## Task brief
Write out exactly what each line says, starting with the first line below and ending on the one with "pipeline was done.".

## Supplied entries
PR #20658, opened 2026-09-11
fix(react): defer useChat cleanup until commit

gr2m:
## Summary

- move cleanup of internally managed Chat instances into the React effect lifecycle
- avoid aborting the committed chat when an ID-changing concurrent render suspends
- preserve caller-managed Chat instances
- add a Suspense regression test for an uncommitted ID change

## Verification

- pnpm --dir packages/react exec vitest --config vitest.config.js --run src/use-chat.ui.test.tsx
- pnpm --filter @ai-sdk/react type-check
- pnpm type-check:full
- pnpm exec ultracite check packages/react/src/use-chat.ts packages/react/src/use-chat.ui.test.tsx

Stacked on #20654.


gr2m:
fixed upstream

PR #20673, opened 2026-09-11
fix(ai): wait for stream pipeline to finish in chat.stop()

### LINKED ISSUE #13962: chat.stop() fires the abort signal but returns immediately without waiting for the stream pipeline to fully terminate

tiagovilasboas:
## Background

`chat.stop()` aborted the active request and returned immediately. Callers that `await chat.stop()` and then clear messages could still see `status === 'streaming'`, and buffered UI stream chunks could write after the caller thought the pipeline was done.

Maintainer reproduction for #13962: `await chat.stop()` returned while status was still `streaming`.

## Summary

- Track a `finished` promise on the active response and resolve it after abort handling, `onFinish`, and cleanup in `makeRequest`.
- `chat.stop()` still aborts pending preparations, resume requests, and the active response, then awaits that promise.
- When `await chat.stop()` settles, `status` is no longer `streaming`.
- Regression tests cover pipeline completion and the clear-chat / `AFTER_STOP` race.

Fixes #13962

## Contributor Credit

- Issue report: @lerouxb
- Maintainer reproduction: @lgrammel

## End-to-End Verification

Unit tests in `packages/ai/src/ui/chat.test.ts` assert that `await chat.stop()` resolves only after abort handling and `onFinish`, with `status === 'ready'`, and that clearing messages afterwards is not overwritten by a buffered `AFTER_STOP` chunk.

## Checklist

## Related Issues

Fixes #13962


tiagovilasboas:
Older open PR for the same bug: #15282 (last activity May). This one waits for the full pipeline (`finished` after `onFinish`) and has tests that `await chat.stop()` no longer leaves `streaming`, so buffered chunks cannot write after a clear.

PR #20686, opened 2026-09-12
fix(ai): notify telemetry onError on mid-stream provider stream errors

### LINKED ISSUE #20586: `streamText` leaves OpenTelemetry spans open when provider response stream errors
### Description

When a provider's `doStream` call returns a stream and that stream later errors, `streamText` does not notify the telemetry integration. The `invoke_agent`, active `step`, and `chat` spans stay open. OpenTelemetry exporters do not receive those spans because they export only after `span.end()`.

We found this after an HTTP 200 response body failed while it was being read. Earlier steps had already ended and exported. Each pointed to the root span, which never exported, so Datadog displayed the completed steps as orphans.

Expected behavior:

- A non-abort stream error calls `telemetryDispatcher.onError` with the call ID and error.
- The OpenTelemetry integration records the error and ends the active spans.
- The exporter receives the root span and preserves the trace hierarchy.

Actual behavior:

- The non-abort error path calls only `controller.error(error)`: https://github.com/vercel/ai/blob/ai%407.0.93/packages/ai/src/generate-text/stream-text.ts#L1877-L1882
- `telemetryDispatcher.onError` is called for setup errors, but not for errors raised later while reading the stream: https://github.com/vercel/ai/blob/ai%407.0.93/packages/ai/src/generate-text/stream-text.ts#L3127-L3138
- `@ai-sdk/otel` already has the required cleanup in `onError`, but this path never reaches it: https://github.com/vercel/ai/blob/ai%407.0.93/packages/otel/src/open-telemetry.ts#L1427-L1471

The abort path does run telemetry cleanup and has test coverage. The same cleanup is missing for a non-abort stream error.

### Reproduction

This failing test can sit next to the existing `streamText` abort test in `packages/otel/src/open-telemetry.test.ts`:

```ts
it('closes streamText spans when the provider stream errors', async () => {
  let pullCalls = 0;

  const result = streamText({
    model: new MockLanguageModelV4({
      doStream: async () => ({
        stream: new ReadableStream({
          pull(controller) {
            switch (pullCalls++) {
              case 0:
                controller.enqueue({
                  type: 'stream-start',
                  warnings: [],
                });
                break;
              case 1:
                controller.enqueue({
                  type: 'text-start',
                  id: '1',
                });
                break;
              case 2:
                controller.enqueue({
                  type: 'text-delta',
                  id: '1',
                  delta: 'Hello',
                });
                break;
              case 3:
                controller.error(new Error('socket closed'));
                break;
            }
          },
        }),
      }),
    }),
    prompt: 'test-input',
    telemetry: {
      integrations: integration,
    },
  });

  await result.consumeStream();

  expect(
    tracer.spans.map(span => ({
      name: span.name,
      ended: span.ended,
    })),
  ).toEqual([
    { name: 'invoke_agent mock-model-id', ended: true },
    { name: 'step 1', ended: true },
    { name: 'chat mock-model-id', ended: true },
  ]);
});
```

The assertion currently fails because all three spans remain open.

### AI SDK Version

- `ai`: 7.0.93
- `@ai-sdk/otel`: 1.0.93
- `@ai-sdk/provider-utils`: 5.0.33

The same missing cleanup is present on the current `main` branch as of September 10, 2026.

### Code of Conduct

soroush5:
Fixes #20586.

In streamText's resilient stream, a non-abort mid-stream provider error (a socket dying while reading the response body) hit a bare controller.error(). telemetryDispatcher.onError never fired, so the OTEL root, step, and chat spans stayed open. Exporters never receive un-ended spans, so earlier steps show as orphans. Setup errors and aborts already had telemetry cleanup. This path did not.

The fix notifies telemetryDispatcher.onError with { callId, error } before erroring the stream, mirroring the setup-error path. The abort path is untouched.

Verified: the new otel test fails before (spans un-ended) and passes after (all three ended). I also ran it in a real Chromium page driving streamText against a dying stream: un-ended without the fix, ended with it. stream-text.test.ts 453/453, open-telemetry.test.ts 51/51, type-check clean.

### DIFF
--- a/.changeset/olive-spans-close.md
+++ b/.changeset/olive-spans-close.md
@@ -1,0 +1,5 @@
+---
+'ai': patch
+---
+
+Notify telemetry onError on mid-stream provider stream errors so OTEL spans close instead of leaking
--- a/packages/ai/src/generate-text/stream-text.test.ts
+++ b/packages/ai/src/generate-text/stream-text.test.ts
@@ -24892,6 +24892,89 @@ describe('streamText', () => {
     });
   });
 
+  describe('provider stream error', () => {
+    let result: StreamTextResult<ToolSet, any, never>;
+    let telemetryCalls: Array<{ name: string; event?: unknown }> = [];
+    const streamError = new Error('socket closed');
+
+    beforeEach(() => {
+      telemetryCalls = [];
+
+      let pullCalls = 0;
+      const telemetryIntegration: Telemetry = {
+        onAbort: event => {
+          telemetryCalls.push({ name: 'onAbort', event });
+        },
+        onEnd: event => {
+          telemetryCalls.push({ name: 'onEnd', event });
+        },
+        onError: event => {
+          telemetryCalls.push({ name: 'onError', event });
+        },
+      };
+
+      result = streamText({
+        telemetry: {
+          integrations: telemetryIntegration,
+        },
+        _internal: {
+          generateCallId: () => 'test-telemetry-call-id',
+        },
+        model: new MockLanguageModelV4({
+          doStream: async () => ({
+            stream: new ReadableStream({
+              pull(controller) {
+                switch (pullCalls++) {
+                  case 0:
+                    controller.enqueue({
+                      type: 'stream-start',
+                      warnings: [],
+                    });
+                    break;
+                  case 1:
+                    controller.enqueue({
+                      type: 'text-start',
+                      id: '1',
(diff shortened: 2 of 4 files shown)


aayush-kapoor (commented):
will be fixed by https://github.com/vercel/ai/pull/20870

soroush5:
Thanks for confirming, glad it is covered by #20870.

PR #20697, opened 2026-09-13
fix(google): keep a realtime functionResponse.response an object

### LINKED ISSUE #20696: google: a non-object realtime tool result kills the Gemini session
On the Gemini realtime path, whatever a tool returns goes into `functionResponse.response` as it is. Gemini types that field as `google.protobuf.Struct`, which accepts an object and nothing else, so any other JSON value is a protocol violation and the socket is closed with `1007`.

```ts
// packages/google/src/realtime/google-realtime-event-mapper.ts
const parseResult = await safeParseJSON({ text: item.output });
const response = parseResult.success ? parseResult.value : {};
```

Nothing asks the caller for an object. `onToolCall` returns `unknown`, `addToolOutput(callId, result: unknown)` takes `unknown`, and the reducer stores `JSON.stringify(result)`. A string result round-trips through that and lands on the wire unwrapped:

```json
{"toolResponse":{"functionResponses":[{"id":"call-1","name":"search","response":"SEARCH_UNAVAILABLE"}]}}
```

Gemini closes the session. Because the close code is dropped on the way back through the transport, the application sees a plain disconnect.

The same package already does this correctly everywhere else. `appendToolResultParts` on the non-realtime path wraps unconditionally:

```ts
response: { name: toolName, content: ... }
```

This is also settled ground for this provider: #2711 is the identical failure one transport earlier, with the same protobuf error quoted in full, closed as completed. #2926 and #2356 are the string and array variants. The realtime mapper reintroduces it in a new code path.

Google's own SDK documents the fix in the field's docstring:

> Required. The function response in JSON object format. Use "output" key to specify function output and "error" key to specify error details (if any). If "output" and "error" keys are not specified, then whole "response" is treated as function output.

### The quieter half

An `output` that is not valid JSON takes the `: {}` branch. No throw, no warning, no `onError`. The model is told the tool returned an empty object and answers as though it had. The socket stays up, so there is nothing to notice: the answer is just wrong.

### Expected

A non-object tool result reaches Gemini as an object — wrapped under `output`, per the docstring above — or the SDK reports that it cannot be sent. An unparseable `output` surfaces rather than becoming `{}`.

### Actual

Sent unwrapped. Gemini closes the socket with `1007`. Unparseable output becomes `{}` silently.

Happens every time.

## Reproduction

https://github.com/jd-solanki/reproductions/tree/vercel-ai-realtime-transport-socket-lifecycle--2026-09-13

```bash
npm install
npm run repro
```

One command, no network, no API key. It drives the public `experimental_realtime(...)` model and also captures the frame handed to `WebSocket.send()` end to end through `onToolCall`.

```
BUG 3  FunctionResponse.response is not always an object
  output '"SEARCH_UNAVAILABLE"'  -> response: "SEARCH_UNAVAILABLE"
  output '42'                    -> response: 42
  output '["a","b"]'             -> response: ["a","b"]
  output '{"status":"..."}'      -> response: {"status":"SEARCH_UNAVAILABLE"}
  output 'not json at all'       -> response: {}  (threw nothing: true)
  frame handed to WebSocket.send():
    {"toolResponse":{"functionResponses":[{"id":"call-1","name":"search","response":"SEARCH_UNAVAILABLE"}]}}
```

The object case is in there as the control: it serializes correctly, so the shape of the tool result is the whole difference.

A one-line assertion in `packages/google/src/realtime/google-realtime-event-mapper.test.ts` covers it in-tree if that is easier to act on.

## AI SDK Version

```
ai: 7.0.97
@ai-sdk/google: 4.0.67
```

Also reproduced on the newest published versions:

```
ai: 7.0.99
@ai-sdk/google: 4.0.69
```

## Code of Conduct

L4XB:
Fixes #20696.

## The change

```ts
const response = parseResult.success
  ? toFunctionResponseStruct(parseResult.value)
  : { output: item.output };
```

with

```ts
function toFunctionResponseStruct(value: unknown): Record<string, unknown> {
  const isStruct = typeof value === 'object' && value !== null && !Array.isArray(value);
  return isStruct ? (value as Record<string, unknown>) : { output: value };
}
```

An object is passed through unchanged — that is the shape that already worked and the Struct passthrough the field is for. Everything else is wrapped under `output`, which is what the field's own docstring prescribes and what `appendToolResultParts` has done on the non-realtime path all along, so the two paths agree again.

`null` and arrays are wrapped too: `typeof null === 'object'` and `typeof [] === 'object'`, and neither is a `Struct`.

**The quieter half.** An `output` that is not valid JSON no longer becomes `{}`. Wrapping the text rather than reporting an error is a choice worth naming: the information the tool produced is preserved and the model is told the truth, where `{}` asserted something false with nothing thrown, nothing warned and the socket still up. If you would rather this surfaced as an error instead, that is a one-line change and I am happy to make it.

## Testing

`packages/google/src/realtime/google-realtime-event-mapper.test.ts`:

- a parametrized case over the shapes from your reproduction — string, number, array, `null`, boolean — each asserting the serialized frame carries `response: { output: … }`;
- the unparseable case, asserting the text is kept.

The object case was already covered and is untouched, which is the control: the shape of the tool result is the whole difference.

```
vitest run src/realtime/    57 passed
vitest run src              435 passed
```

Negative control: restoring `const response = parseResult.success ? parseResult.value : {};` reddens all six new cases and nothing else.

`tsc --noEmit` reports nothing in the two files this branch touches. Its 20 errors are all in `google-batch.test.ts`, from `@ai-sdk/test-server` not being built in my checkout; they are there on a clean tree too.

## One existing test changed

`falls back to empty object for malformed function-call-output` asserted `response: {}`. That was the defect written down as a feature — the name says "falls back", and what it pinned was the model being told a tool returned an empty object. It now asserts the text is kept, under a name that describes it, with a comment recording what it used to claim.

Changeset included (`@ai-sdk/google`: patch).


L4XB:
CI note: the red check is `Vercel`, which reports `Authorization required to deploy` — the preview deployment needs a team member to authorize it for a fork, so it cannot pass from my side. Everything else is green, including Security Review, Agent Review, Code Owners and Socket. The change is verified locally: `vitest run src` in `packages/google` is 435 passed, and `tsc --noEmit` reports nothing in the two files this branch touches.

gr2m (approved):
Cheers! I just trimmed the comments a bit, we don't need historical context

## The completed task
PR #20658, opened 2026-09-11
fix(react): defer useChat cleanup until commit

gr2m:
## Summary

- move cleanup of internally managed Chat instances into the React effect lifecycle
- avoid aborting the committed chat when an ID-changing concurrent render suspends
- preserve caller-managed Chat instances
- add a Suspense regression test for an uncommitted ID change

## Verification

- pnpm --dir packages/react exec vitest --config vitest.config.js --run src/use-chat.ui.test.tsx
- pnpm --filter @ai-sdk/react type-check
- pnpm type-check:full
- pnpm exec ultracite check packages/react/src/use-chat.ts packages/react/src/use-chat.ui.test.tsx

Stacked on #20654.


gr2m:
fixed upstream

PR #20673, opened 2026-09-11
fix(ai): wait for stream pipeline to finish in chat.stop()

### LINKED ISSUE #13962: chat.stop() fires the abort signal but returns immediately without waiting for the stream pipeline to fully terminate

tiagovilasboas:
## Background

`chat.stop()` aborted the active request and returned immediately. Callers that `await chat.stop()` and then clear messages could still see `status === 'streaming'`, and buffered UI stream chunks could write after the caller thought the pipeline was done.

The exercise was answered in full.